#### [WORK REQUEST]
Search the entries for the word "snippet" and copy each line that has it.

Data excerpts:
• • •

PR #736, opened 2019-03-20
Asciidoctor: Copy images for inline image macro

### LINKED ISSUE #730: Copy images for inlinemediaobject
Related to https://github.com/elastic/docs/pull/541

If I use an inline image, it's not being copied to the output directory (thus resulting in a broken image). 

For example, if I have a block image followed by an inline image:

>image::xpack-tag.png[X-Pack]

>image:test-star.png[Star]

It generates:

• • •

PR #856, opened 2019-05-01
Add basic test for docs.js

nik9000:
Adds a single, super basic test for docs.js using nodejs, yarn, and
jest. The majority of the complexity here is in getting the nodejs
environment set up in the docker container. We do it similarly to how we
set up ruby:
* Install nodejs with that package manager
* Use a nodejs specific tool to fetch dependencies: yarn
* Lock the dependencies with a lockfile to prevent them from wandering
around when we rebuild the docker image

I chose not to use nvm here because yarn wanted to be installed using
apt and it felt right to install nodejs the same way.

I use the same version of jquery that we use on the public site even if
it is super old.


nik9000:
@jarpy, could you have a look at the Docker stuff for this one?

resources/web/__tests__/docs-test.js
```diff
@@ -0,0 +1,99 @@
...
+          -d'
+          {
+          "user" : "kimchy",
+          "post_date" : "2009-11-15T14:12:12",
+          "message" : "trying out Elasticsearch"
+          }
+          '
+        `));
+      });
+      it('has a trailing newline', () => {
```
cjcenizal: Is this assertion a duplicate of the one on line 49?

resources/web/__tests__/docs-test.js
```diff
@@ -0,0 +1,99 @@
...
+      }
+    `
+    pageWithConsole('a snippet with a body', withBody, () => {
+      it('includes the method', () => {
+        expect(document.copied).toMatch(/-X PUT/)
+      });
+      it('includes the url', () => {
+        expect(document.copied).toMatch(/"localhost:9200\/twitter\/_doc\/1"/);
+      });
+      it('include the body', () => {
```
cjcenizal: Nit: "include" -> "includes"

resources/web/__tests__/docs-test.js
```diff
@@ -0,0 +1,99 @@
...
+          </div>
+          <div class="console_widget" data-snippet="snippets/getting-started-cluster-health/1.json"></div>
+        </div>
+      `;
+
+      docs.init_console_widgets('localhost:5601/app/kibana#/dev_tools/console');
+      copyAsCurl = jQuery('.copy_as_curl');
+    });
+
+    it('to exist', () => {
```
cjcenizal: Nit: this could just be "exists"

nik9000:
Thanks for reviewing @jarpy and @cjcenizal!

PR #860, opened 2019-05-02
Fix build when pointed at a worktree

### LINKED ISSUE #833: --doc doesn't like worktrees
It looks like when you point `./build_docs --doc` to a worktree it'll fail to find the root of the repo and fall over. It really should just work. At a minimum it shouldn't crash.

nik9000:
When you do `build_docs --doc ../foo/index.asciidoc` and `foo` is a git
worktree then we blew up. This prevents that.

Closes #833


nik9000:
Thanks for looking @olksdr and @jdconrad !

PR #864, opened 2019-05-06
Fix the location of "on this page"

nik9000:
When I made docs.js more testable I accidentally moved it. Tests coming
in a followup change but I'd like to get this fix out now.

• • •

#### [EXERCISE RESPONSE]
+    pageWithConsole('a snippet with a body', withBody, () => {
+          <div class="console_widget" data-snippet="snippets/getting-started-cluster-health/1.json"></div>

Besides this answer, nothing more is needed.